The Ambulance is fast paced. However, this does not fully carry it past Larry Cohen’s willingness to skip roughshod over an enormous number of plot holes and frank incredulities that weaken the film almost entirely. One of the major plot points, for example, involves Eric Roberts being poisoned – but Cohen never deigns to explain how, why, or who did it, in fact never refers to the matter again in the film as soon as Roberts has recovered. Nor is it ever explained what the illicit medical experiments are about or why they require the kidnap of diabetic women.

Several times the plot depends on the ambulance with almost omniscient intuition turning up when one of the cast members falls ill or is beaten up, or people just happening to find the ambulance parked outside the very place they turn up to – at one point, it even appears in the middle of a disco dancefloor as though that is the most natural place in the world to park an ambulance. Perhaps Larry Cohen intended these amassings of improbability to be tongue-in-cheek but it creates a film that feels ludicrously implausible.

(l to r) comic-book artist Eric Roberts and a cameo from Marvel Comics' Stan Lee in The Ambulance (1990)
(l to r) comic-book artist Eric Roberts and a cameo from Marvel Comics’ Stan Lee

There are still a number of Larry Cohen’s characteristically quirky eccentricities flourish to be found – like James Earl Jones’s death scene, which is measured by the continued involuntary chomping of peanuts that slows down as he eventually expires. Everybody gives amusing performances, especially Red Buttons. With his lazily, laidback Southern drawl, Eric Roberts is miscast as the sensitive put-upon average guy that the film requires he be. Roberts’ comic-book character works for Marvel Comics and the film was shot in the Marvel offices and contains a cameo from Stan Lee.

Larry Cohen’s other genre films are:– the killer mutant baby film It’s Alive (1974), the bizarre alien messiah film God Told Me To/Demon (1976), It Lives Again/It’s Alive (1978), the werewolf comedy Full Moon High (1982), the monster movie Q – The Winged Serpent (1982), the sentient fast food takeover film The Stuff (1985), It’s Alive III: Island of the Alive (1987), A Return to Salem’s Lot (1987) and the witch comedy Wicked Stepmother (1989). Cohen’s other genre scripts include all of the episodes of the alien invasion tv series The Invaders (1967-8), the psycho-thriller Daddy’s Gone A-Hunting (1969) and the psycho artist film Scream, Baby, Scream (1970).
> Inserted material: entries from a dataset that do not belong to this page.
PR #108, opened 2020-03-23
Add integration with project.el

non-Jedi:
This code is already used by eglot-jl to locate Julia projects and
will be useful in the future for other Julia packages (such as for
REPLs to decide which files they're associated with). Putting it in
the julia-mode package means it doesn't have to be redefined each time
it's used.

### DIFF
--- a/.travis.yml
+++ b/.travis.yml
@@ -23,7 +23,7 @@ install:
 
 script:
   - $EMACS --version
-  - $EMACS --batch -L . --eval "(and (>= emacs-major-version 24) (setq byte-compile-error-on-warn t))" -f batch-byte-compile julia-mode.el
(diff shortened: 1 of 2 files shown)


non-Jedi:
This doesn't byte-compile cleanly on Emacs 24 since `cl-defmethod` was added in 25.1, however all tests pass since that section is never executed since the `'project` feature was also added in 25.1. I'm sure there's a way to work around this, but I don't know how off the top of my head.

tpapp:
I am wondering if any package other than `eglot-jl` uses/needs something like this.

Also, I am reluctant to add a feature that only works on Emacs 25+, since we still support Emacs 24.

non-Jedi:
I found myself wanting this while working on #106, which is the reason I opened it.

berquist:
Can this be merged now that the minimum required Emacs version is 26.1?

non-Jedi:
@berquist What's your use-case for having this code in julia-mode?

tpapp:
Since I don't see a use case and the issue has been dormant for a while I am closing it. Feel free to comment or reopen if you disagree.

PR #139, opened 2023-07-21
demo clock source

RalphSteinhagen:
### Implements a BlockingIO clock source that generates burst samples with an average constant sampling rate.

The meaty part for the end-user and targeted reference implementation for blocking IO is:
```cpp
template<typename T, typename ClockSourceType = std::chrono::system_clock, bool basicPeriodAlgorithm = true>
class ClockSource : public node<ClockSource<T, ClockSourceType>, BlockingIO, Doc<R""(
ClockSource Documentation -- add here
)"">> {
    std::chrono::time_point<ClockSourceType> nextTimePoint = ClockSourceType::now();

public:
    OUT<T>             out;
    //
    A<std::uint64_t, "n_samples_max", Visible, Doc<"0: unlimited">>              n_samples_max = 1024;
    std::uint64_t                                                                n_samples_produced{ 0 };
    A<std::uint64_t, "chunk_size", Visible, Doc<"number of samples per update">> chunk_size  = 100;

    void
    settings_changed(const property_map & /*old_settings*/, const property_map & /*new_settings*/) {
        nextTimePoint = ClockSourceType::now();
    }

    work_return_status_t
    process_bulk(PublishableSpan auto &output) noexcept { // <- called in a separate thread from the ioThreadPool
        if (n_samples_max > 0 && n_samples_produced >= n_samples_max) {
            output.publish(0_UZ); // <- N.B. PublishableSpan allows to publish an arbitrary number of samples -> is explicit (assertion)
            return work_return_status_t::DONE;
        }

        std::this_thread::sleep_until(nextTimePoint); // <- blocking here
        const std::size_t writableSamples = output.size();
        if (writableSamples < chunk_size) {
            output.publish(0_UZ);
            return work_return_status_t::INSUFFICIENT_OUTPUT_ITEMS;
        }

        const std::size_t remaining_samples  = n_samples_max - n_samples_produced;
        const std::size_t limit              = std::min(writableSamples, remaining_samples);
        const std::size_t n_available        = std::min(limit, chunk_size.value);
        // [...]
        output.publish(std::min(n_available, n_samples_max.value));
        n_samples_produced += samples_to_produce;


        const auto updatePeriod = std::chrono::microseconds(static_cast<long>(1e6f * static_cast<float>(chunk_size) / sample_rate));
        nextTimePoint += updatePeriod;
    }
};
```
Added a graph-specific atomic 'progress' counter that can be listened to that is updated whenever a blocking block unblocked and processed data. This can be used, for example, by the scheduler to sleep -- if no other block can process data -- and be woken up when one of the blocking blocks produced some data.

###  Added `node::available_[input,output]_samples(Container&)` and `DONE` workaround
   ... re-checking whether there are no pending unprocessed samples for blocks implementing the BlockingIO policy. The issue is that the present 'DONE' concept assumes a global state that does not hold up for all multithreading corner cases.

To be discussed: a better solution could be to propagate the `DONE` state to dependent blocks (i.e. via tags) and only declare `DONE` until all blocks ordered from source to sink can communicate done. ... to be further evaluated.


RalphSteinhagen:
closing now in order to re-open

These days Cohen has gone into seeming retirement as a director and his only work consists of screenplays for the deformed psycho cop film Maniac Cop (1988) and its sequels Maniac Cop II (1990) and Maniac Cop 3: Badge of Silence (1992), various Ed McBain’s 87th Precinct tv movies, the original story for Abel Ferrara’s remake of Body Snatchers (1993), the stalker film The Ex (1996), Uncle Sam (1997) about a patriotically minded undead Gulf War veteran, the hilarious psycho sperm donor film Misbegotten (1997), and occasional A-budget cinematic releases like Guilty as Sin (1993), Phone Booth (2002), Cellular (2004), Captivity (2007), the remake of It’s Alive (2008) and Messages Deleted (2010). King Cohen (2017) is a documentary about Cohen and his films.